The system uses the two characters following the underscore (_) in the character set name as a link to the mapping file you create in the TPA etc or TPA cfg directory. The name of the mapping file must start with “map_” and end with the first two characters following the underscore in the character set name.

For example, if you define a character set for SDTCHBIG5_3R0, you must create a mapping file named map_3R that provides the translation tables between the transitional forms and Unicode.

If the Teradata-defined Korean character sets described in “Korean Character Sets” on page 46 are not appropriate for your site, you can define your own character sets using the following names, IDs, and encodings.

 

Character Set Name

ID

Description

SDHANGULEBCDIC933_5II

74

Korean for mainframe clients.

The encoding form is EBCDIC Shift-Out/Shift-In, where the shift-out character 0x0E and shift-in character 0x0F bracket zero or more double-byte characters.

SDHANGULKSC5601_4R4

93

Korean for network-attached clients.

The value of the first byte in a sequence distinguishes single-byte characters from double-byte characters.

The system uses the two characters following the underscore (_) in the character set name as a link to the mapping file you create in the TPA etc or TPA cfg directory. The name of the mapping file must start with “map_” and end with the first two characters following the underscore in the character set name.

For example, if you define a character set for SDHANGULKSC5601_4R4, you must create a mapping file named map_4R that provides the translation tables between the transitional forms and Unicode.

If the Teradata-defined Japanese character sets described in “Japanese Client Character Set Support” on page 29 are not appropriate for your site, you can define your own character sets using the following names, IDs, and encodings.

 

Character Set Name

ID

Description

SDKATAKANAEBCDIC_4IF

77

Japanese Katakana EBCDIC for mainframe clients.
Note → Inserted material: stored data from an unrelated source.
PR #1793, opened 2025-04-04
avoid some copies

boyceg:
      changelog entry been added?
      number is incremented.
      GitHub for the pull request?

### DIFF
--- a/ibtk/include/ibtk/CCLaplaceOperator.h
+++ b/ibtk/include/ibtk/CCLaplaceOperator.h
@@ -155,9 +155,6 @@ private:
     std::vector<HierarchyGhostCellInterpolation::InterpolationTransactionComponent> d_transaction_comps;
     SAMRAI::tbox::Pointer<HierarchyGhostCellInterpolation> d_hier_bdry_fill, d_no_fill;
 
-    // Scratch data.
-    SAMRAI::tbox::Pointer<SAMRAI::solv::SAMRAIVectorReal<NDIM, double> > d_x, d_b;
-
     // Hierarchy configuration.
     SAMRAI::tbox::Pointer<SAMRAI::hier::PatchHierarchy<NDIM> > d_hierarchy;
     int d_coarsest_ln = IBTK::invalid_level_number, d_finest_ln = IBTK::invalid_level_number;
--- a/ibtk/include/ibtk/SCLaplaceOperator.h
+++ b/ibtk/include/ibtk/SCLaplaceOperator.h
@@ -132,9 +132,6 @@ protected:
     std::vector<HierarchyGhostCellInterpolation::InterpolationTransactionComponent> d_transaction_comps;
     SAMRAI::tbox::Pointer<HierarchyGhostCellInterpolation> d_hier_bdry_fill, d_no_fill;
 
-    // Scratch data.
-    SAMRAI::tbox::Pointer<SAMRAI::solv::SAMRAIVectorReal<NDIM, double> > d_x, d_b;
-
     // Hierarchy configuration.
     SAMRAI::tbox::Pointer<SAMRAI::hier::PatchHierarchy<NDIM> > d_hierarchy;
     int d_coarsest_ln = IBTK::invalid_level_number, d_finest_ln = IBTK::invalid_level_number;
--- a/ibtk/src/solvers/impls/CCLaplaceOperator.cpp
+++ b/ibtk/src/solvers/impls/CCLaplaceOperator.cpp
@@ -175,10 +175,6 @@ CCLaplaceOperator::initializeOperatorState(const SAMRAIVectorReal<NDIM, double>&
     // Deallocate the operator state if the operator is already initialized.
     if (d_is_initialized) deallocateOperatorState();
 
-    // Setup solution and rhs vectors.
-    d_x = in.cloneVector(in.getName());
-    d_b = out.cloneVector(out.getName());
-
     // Setup operator state.
     d_hierarchy = in.getPatchHierarchy();
     d_coarsest_ln = in.getCoarsestLevelNumber();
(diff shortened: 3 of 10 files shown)


drwells:
Nice work. Do we have any explicit tests for this class?

boyceg:
Refine schedules that are used for ghost cell filling that copy the full data from one context to another eat up a lot of runtime. This patch avoids doing them in the side-centered Laplace and Stokes operator implementations. There may be other places where we can do this.

boyceg:
> Nice work. Do we have any explicit tests for this class?

Yes -- there is a specific `SCLaplaceOperator` test along with anything that uses the Stokes solver with the standard preconditioners.

drwells:
Looks like some variable viscosity tests failed. Do you have time to debug it?

boyceg:
> Looks like some variable viscosity tests failed. Do you have time to debug it?

I think I know why this is happening --- will try to fix it.

abarret:
This requires that the indices passed in to `apply()` have sufficient ghost cell width for the application. Previously, this was only required for indices passed in to `initializeOperatorState()`. We could also get rid of the `d_x` and `d_b` variables while we're at it.

This is a good change, but it should be noted that the original behavior of not modifying ghost cells for patch index arguments has changed.

drwells:
This looks good. We should sit down and discuss making some formal definitions of ghosted and unghosted vectors so we can guarantee certain properties (e.g., doing `a X + b Y` does not require ghost data, but `A X` does). I want to reread this whole thing with fresh eyes on Monday before we merge.

abarret:
> I think that isn't quite right --- if you look in the implementation, `initializeOperatorState()` sets up communication for the given `x` and `b` vectors, and it clones `x` for the vector that is used to evaluate `A x`. If you pass in a vector with ghost cells to `initializeOperatorState()` and a vector without ghost cells to `apply()`, then the communications schedules could break, since it would change the data layout.

Yeah you are correct. For some reason I thought you could reset schedules with source patch indices that have smaller ghost cell widths, but that is not true.

> I think that the only major change here is that apply() can now change ghost cell values in the input vector x, whereas before it couldn't. It saves >10% of runtime in the Navier-Stokes tests that I've tried and doesn't break anything, so that seems like a good tradeoff to me...

I agree that it's a good tradeoff. It's just a change in how the operator works, which should be noted somewhere.

boyceg:
@drwells, @abarret: This along with IBAMR/IBSAMRAI2#35 improves runtime performance of `examples/navier_stokes/ex1/main3d` by > 35%.

Also, for that test, it seems like the approximately the best Navier-Stokes solver settings appear to be:
```

   stokes_solver_type = "PETSC_KRYLOV_SOLVER"
   stokes_precond_type = "PROJECTION_PRECONDITIONER"
   stokes_solver_db {
      ksp_type = "fgmres"
   }
   stokes_precond_db {
      skip_velocity_solve = TRUE
   }

   pressure_solver_type = "PETSC_KRYLOV_SOLVER"
   pressure_precond_type = "POINT_RELAXATION_FAC_PRECONDITIONER"
   pressure_solver_db {
      ksp_type = "richardson"
      max_iterations = 2
   }
   pressure_precond_db {
      cycle_type = "V_CYCLE"
      num_pre_sweeps  = 0
      num_post_sweeps = 3
      prolongation_method = "LINEAR_REFINE"
      restriction_method  = "CONSERVATIVE_COARSEN"
      coarse_solver_type  = "HYPRE_LEVEL_SOLVER"
      coarse_solver_rel_residual_tol = 1.0e-2
      coarse_solver_abs_residual_tol = 1.0e-50
      coarse_solver_max_iterations = 1
      coarse_solver_db {
         solver_type           = "PFMG"
         num_pre_relax_steps   = 3
         num_post_relax_steps  = 3
         rap_type              = 1     // specialized to 5/7-point stencils
         skip_relax            = 1     // set for isotropic problems
         initial_guess_nonzero = FALSE // the bottom solver's initial guess is zero
         enable_logging        = FALSE
      }
   }
```
Although we should double check `gmres` vs `fgmres`...

boyceg:
(I would guess that performance will see a larger improvement for IB models that do less frequent regridding, but I haven't checked.)

amneetb:
Were the changes in the VCINS solvers minimal? Do you also have performance numbers for them as well? Ex0 can be used for this purpose. 
https://github.com/IBAMR/IBAMR/tree/master/examples/vc_navier_stokes/ex0

boyceg:
The biggest impact is from aggressively reusing memory allocated by `SAMRAI::tbox::Array` --- that is in IBAMR/IBSAMRAI2#35. That should improve every solver, although the impact will depend on how fast/slow `new` and `delete` are on your system. On my Mac, I was seeing a huge fraction of runtime eaten up in calls to `malloc` and `free`.

All of the changes in this PR are pretty minimal — mostly avoiding some copies in the application of the Stokes-like operators. It means that the ghost regions, Dirichlet boundaries, and "invalid" coarse-grid regions can change in the input vector. I think that the original implementations avoided those kinds of changes because I was worried they could screw up Krylov methods if they inadvertently changed the solution vectors, but it doesn't seem to be a problem in practice.

I have another branch that goes further and also applies this to the convective operator implementations. Unfortunately this seems to break some of the tests --- not sure if I will have time to debug this any time soon.

boyceg:
I am not sure about removing those, since we may need them for resetting communication schedules.

drwells:
Where do we do that? AFAICT we only ever set up these vectors and then destroy them when we reset the operator state.

boyceg:
Let me try to remove them real quick...

boyceg:
@drwells, @abarret, I think this is basically ready to go. I am going to try to streamline synchronization in a different PR.

drwells (approved):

The encoding form is EBCDIC Shift-Out/Shift-In, where the shift-out character 0x0E and shift-in character 0x0F bracket zero or more double-byte characters.

SDKANJIEBCDIC5026_4IG

78

IBM Japanese Extended Katakana character set for mainframe clients.

The high order bit of the first byte in a sequence distinguishes single-byte characters from double-byte characters.

SDKANJIEBCDIC5035_4IH

79

IBM Japanese Extended English character set for mainframe clients.

The high order bit of the first byte in a sequence distinguishes single-byte characters from double-byte characters.

SDKANJIEUC_1U3

91

Japanese character set for network-attached clients that is compatible with the UNIX operating system.

The encoding form is Extended UNIX Code (EUC), composed of four code sets: cs0 for one-byte characters, cs1 and cs2 for two-byte characters, and cs3 for three-byte characters.

SDKANJISJIS_1S3

92

Windows-compatible Japanese character set for network-attached clients.

The first byte in a sequence distinguishes single-byte characters from double-byte characters.

The system uses the two characters following the underscore (_) in the character set name as a link to the mapping file you create in the TPA etc or TPA cfg directory. The name of the mapping file must start with “map_” and end with the first two characters following the underscore in the character set name.

For example, if you define a character set for SDKANJISJIS_1S3, you must create a mapping file named map_1S that provides the translation tables between the transitional forms and Unicode.